Find the domain of each of the following real function.

Solution:

(i) Given: $f(x)=\frac{3 x+5}{x^{2}-9}$

Need to find: Where the functions are defined.

To find the domain of the function f(x) we need to equate the denominator to 0.

Therefore,

$x^{2}-9=0$

$\Rightarrow x^{2}=9$

$\Rightarrow^{x=\pm 3}$

It means that the denominator is zero when $x=3$ and $x=-3$

So, the domain of the function is the set of all the real numbers except $+3$ and $-3$.

The domain of the function, $\mathrm{D} \mathrm{f}(\mathrm{x})=(-\infty,-3) \cup(-3,3) \cup(3, \infty)$.

(ii) Given: $f(x)=\frac{2 x-3}{x^{2}+x-2}$

Need to find: Where the functions are defined.

To find the domain of the function f(x) we need to equate the denominator to 0.

Therefore

$x^{2}+x-2=0$

$\Rightarrow^{x^{2}+2 x-x-2}=0$

$\Rightarrow x(x+2)-1(x+2)=0$

$\Rightarrow(x+2)(x-1)=0$

$\Rightarrow^{x=-2} \& x=1$

It means that the denominator is zero when $x=1$ and $x=-2$

So, the domain of the function is the set of all the real numbers except 1 and $-2$.
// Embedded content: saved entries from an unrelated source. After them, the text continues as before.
PR #63, opened 2026-06-10
JVM parity: strict reply deserialization, call-after-release throws, errno error names (#56)

### LINKED ISSUE #56: JVM backend more lenient than native on two failure paths (deserialization + call-after-release)

monkopedia-coder:
Implements the owner decision on #56 (2026-06-10): tighten the pure-JVM backend to match the native sd-bus backend on three failure paths. Native is the reference implementation. **Behavior-only — no public API/ABI change; the `api/*.api` dumps are untouched (`apiDump` verified as a no-op).**

## Fix 1 — strict reply deserialization (`src/jvmMain/.../Message.jvm.kt`)

The JVM deserializer only enforced signature compatibility for basic expected types, so a reply whose actual signature was `i` silently "deserialized" into an expected struct `(ii)` (the erased generic cast can't catch it). Enforcement now also covers container-shaped expected types (`a`, `(`, `v`), compared by top-level type class only — value-based inference cannot reconstruct nested signatures (an empty list infers as `a`, dict/variant element types come from the first runtime value), so element types are deliberately not over-enforced.

The mismatch now throws `Error("System.Error.ENXIO", ...)` — the exact name native produces (`sd_bus_message_enter_container` returns `-ENXIO` on a struct/body mismatch; verified empirically against libsystemd).

**Restored test** (the sub-case dropped in PR #54): `TypeMatrixRoundTripTest.mismatchedReply_intIntoStruct_throwsOnBothBackends` — server replies `i`, client deserializes `(ii)`, asserts `assertFailsWith<Error>` **and** the shared `System.Error.ENXIO` name on both backends.

## Fix 2 — call-after-release throws (`src/jvmMain/.../PureJavaDbusBackend.kt`)

After `stopEventLoop` + `release()`, the JVM proxy kept servicing calls through the in-process static-dispatch short circuit. `PureJavaDbusConnection` now tracks a released flag (making `release()` idempotent too, like native), and `PureJavaDbusProxy` guards both `callMethod` paths with `require(!released) { "Connection has already been released" }` — the **exact exception type and message** native raises (`ConnectionImpl.checkNotReleased`), plus an `ENOTCONN` `Error` for a connection that dropped without an explicit release (mirroring `sd_bus_call` on a closed bus).

**Restored test** (the sub-case scoped down in PR #54 with a code comment documenting the divergence): `FailurePathParityTest.proxyConnectionTeardown_completesCleanly_andCallAfterReleaseFails` — asserts `assertFailsWith<IllegalArgumentException>` with message `"Connection has already been released"` on both backends. (Running it against native first is what pinned the exact contract — native throws `IllegalArgumentException`, not `Error`, on this path.)

## Fix 3 — errno error-name parity (`src/jvmMain/.../Error.jvm.kt`, from #40)

JVM `createError(errNo, msg)` fabricated `Error("jvm.errno.$errNo", msg)`. It now mirrors native's `sd_bus_error_set_errno` mapping, with every table entry verified empirically against libsystemd on this machine:

- EINVAL → `org.freedesktop.DBus.Error.InvalidArgs`, EACCES/EPERM → `...AccessDenied`, ENOMEM → `...NoMemory`, ETIMEDOUT → `...Timeout`, ENOENT → `...FileNotFound`, ECONNRESET → `...Disconnected`, EIO/EEXIST/EBADMSG/ESRCH/EADDRINUSE/ENOBUFS/EOPNOTSUPP → their well-known names
- named-but-unmapped errnos → `System.Error.<NAME>` (ENXIO, EBUSY, ENODATA, ENOTCONN, EBADR, EHOSTUNREACH)
- unknown values → `org.freedesktop.DBus.Error.Failed` with `Unknown error N`
- negated errnos take the absolute value (so the ubiquitous `createError(-1, ...)` behaves as EPERM, exactly as it does on native)
- message format matches native: `"$customMsg (<strerror text>)"`

**New test**: `JvmCreateErrorParityTest` (jvmTest, same module so it can call the internal `createError`) pins 14 representative outputs to the native-format expectations.

## Verification

- `ktlintFormat` clean; **`apiDump` is a no-op** (`git diff -- api/` empty); `ktlintCheck apiCheck` pass
- `dbus-run-session -- ./gradlew jvmTest` — pass (incl. all 3 new/restored tests)
- `dbus-run-session -- ./gradlew linuxX64Test` — pass (restored parity tests green on the native backend too; **5 consecutive clean runs** of both suites)
- `compileKotlinLinuxX64`, `:codegen:test`, `:plugin:test` — pass
- New bus-using tests live in `com.monkopedia.sdbus.integration` for ARM CI

Fixes #56

### DIFF
--- a/src/commonTest/kotlin/com/monkopedia/sdbus/integration/FailurePathParityTest.kt
+++ b/src/commonTest/kotlin/com/monkopedia/sdbus/integration/FailurePathParityTest.kt
@@ -228,12 +228,14 @@ class FailurePathParityTest {
     // is time-bounded so a hang in the known native-teardown path surfaces as a deterministic
     // test failure rather than an indefinitely stuck suite.
     //
-    // NOTE: this intentionally does NOT assert that a *subsequent* call on the released proxy
-    // throws. The two backends diverge there (the native backend rejects the call; the pure-JVM
-    // backend currently still services it), so a "call-after-release fails" assertion is not a
-    // parity property today -- see the PR description.
+    // This also asserts the sub-case that was scoped down when this suite landed (PR #54) and
+    // restored by the #56 decision: a *subsequent* call on the released proxy connection must
+    // throw on BOTH backends, never be silently serviced. The native backend guards every
+    // post-release operation with require(!released) { "Connection has already been released" }
+    // (ConnectionImpl.checkNotReleased); the JVM backend now guards its in-process dispatch
+    // short circuit with the same exception type and message.
     @Test
-    fun proxyConnectionTeardown_completesCleanly() = runBlocking {
+    fun proxyConnectionTeardown_completesCleanly_andCallAfterReleaseFails() = runBlocking {
         val ids = uniqueFixtureIds("teardownClean")
         val serverConnection = createBusConnection(ids.service)
         val proxyConnection = createBusConnection()
@@ -262,8 +264,19 @@ class FailurePathParityTest {
             withTimeout(5_000) {
                 proxyConnection.stopEventLoop()
             }
-            proxy.release()
             proxyConnection.release()
+
+            // A call after the proxy's connection has been released must throw on both
+            // backends, not be serviced. The per-call timeout bounds the failure mode where
+            // a regressed backend would instead try to perform the call.
+            val thrown = assertFailsWith<IllegalArgumentException> {
+                proxy.callMethod<Int>(ids.iface, MethodName("Echo")) {
+                    call(6)
+                    timeout = 2_000.milliseconds
+                }
+            }
+            assertEquals("Connection has already been released", thrown.message)
+            proxy.release()
         } finally {
             withTimeout(5_000) {
                 serverConnection.stopEventLoop()
--- a/src/commonTest/kotlin/com/monkopedia/sdbus/integration/TypeMatrixRoundTripTest.kt
+++ b/src/commonTest/kotlin/com/monkopedia/sdbus/integration/TypeMatrixRoundTripTest.kt
@@ -1,5 +1,6 @@
 package com.monkopedia.sdbus.integration
 
+import com.monkopedia.sdbus.Error
 import com.monkopedia.sdbus.InterfaceName
 import com.monkopedia.sdbus.MethodName
 import com.monkopedia.sdbus.ObjectPath
@@ -15,6 +16,7 @@ import com.monkopedia.sdbus.method
 import kotlin.random.Random
 import kotlin.test.Test
 import kotlin.test.assertEquals
+import kotlin.test.assertFailsWith
 import kotlin.test.assertTrue
 import kotlinx.serialization.Serializable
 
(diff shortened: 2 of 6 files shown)


monkopedia-reviewer (approved):
Approved as the final PR of the pre-approved ABI wave, implementing the owner decisions on #56 and #40 (2026-06-10) exactly: three behavior-only JVM-parity fixes with native as the reference, no public API/ABI change.

Scrutiny performed:
- **No ABI change**: changed-files list contains no api/*.api; diff vs merge base of api/ is empty; static-checks (ktlintCheck + apiCheck) green.
- **Fix 1 (strict reply deserialization)**: enforcement extends to top-level type class for 'a'/'('/'v' only, gated on actualSig != null. Verified it cannot reject previously-valid replies: in-process struct replies are data-class instances (inference returns null, enforcement skipped), primitive arrays infer null, empty list/dict infer 'a'/'a{}' which the lenient startsWith check accepts, and the real-dbus-java struct-into-data-class path was already non-functional on main (unchecked erased cast). The lenient-nested rationale is sound given value-based inference. Legitimate container paths covered by 35 TypeMatrixRoundTripTest + 23 EmptyCollectionWireTest cases on both backends, all green.
- **Fix 2 (call-after-release)**: confirmed against nativeMain ConnectionImpl.checkNotReleased — require(!released) { "Connection has already been released" } — exact exception type (IllegalArgumentException) and message match. Guard placed at top of both PureJavaDbusProxy.callMethod overloads; release() is idempotent via compareAndSet with no new throw on first or repeated release. The secondary ENOTCONN path only fires when AbstractConnection.isConnected is false (dropped/disconnected bus), mirroring sd_bus_call on a closed bus; cannot fire during normal operation.
- **Fix 3 (errno names)**: independently verified ALL 20 table entries plus abs(-1)/abs(-22), unknown-errno (4095 -> org.freedesktop.DBus.Error.Failed / 'Unknown error 4095'), and errno-0 against this machine's libsystemd sd_bus_error_set_errno — every name and strerror text matches the PR table exactly (EINVAL->InvalidArgs, EPERM/EACCES->AccessDenied, ENOMEM->NoMemory, ETIMEDOUT->Timeout, ENOENT->FileNotFound, System.Error.* fallbacks, etc.). Message format matches native createError ('customMsg (strerror)'). No test or source anywhere referenced the old jvm.errno.* names.
- **Restored tests**: both in com.monkopedia.sdbus.integration (ARM CI constraint), commonTest so they assert on BOTH backends, and they genuinely restore the #29/#54-dropped sub-cases (TypeMatrix int-into-struct mismatch asserting System.Error.ENXIO; FailurePathParity call-after-release asserting the exact native IllegalArgumentException contract).

CI: all checks green on first run, no flake reruns needed (arm-runtime-tests, full-tests-x64, native-build-x64, static-checks, all 9 pr-smoke matrix legs pass; nightly-stress skipped as expected). The new failure-path tests passed on both backends in CI.

Faithful to the owner decisions on #56/#40; no deviation found. Auto-merging on green per owner authorization.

The domain of the function, $D_{f(x)}=(-\infty,-2) \cup(-2,1) \cup(1, \infty)$.

(iii) Given: $f(x)=\frac{x^{2}-2 x+1}{x^{2}-8 x+12}$

Need to find: Where the functions are defined.

To find the domain of the function f(x) we need to equate the denominator to 0.

Therefore,

$x^{2}-8 x+12=0$

$\Rightarrow x^{2}-2 x-6 x+12=0$

$\Rightarrow x(x-2)-6(x-2)=0$

$\Rightarrow(x-2)(x-6)=0$

$\Rightarrow^{x=2} \&^{x=6}$

It means that the denominator is zero when x = 2 and x = 6

So, the domain of the function is the set of all the real numbers except 2 and 6 .

The domain of the function, $\mathrm{D}^{\mathrm{t}(x)}=(-\infty, 2) \cup(2,6) \cup(6, \infty)$.

(iv) Given: $f(x)=\frac{x^{3}-8}{x^{2}-1}$

Need to find: Where the functions are defined.

To find the domain of the function f(x) we need to equate the denominator to 0.

Therefore

$x^{2}-1=0$

$\Rightarrow x^{2}=1$

$\Rightarrow x=\pm 1$

It means that the denominator is zero when $x=-1$ and $x=1$

So, the domain of the function is the set of all the real numbers except $-1$ and $+1$.

The domain of the function, $D_{f(x)}=(-\infty,-1) \cup(-1,1) \cup(1, \infty)$.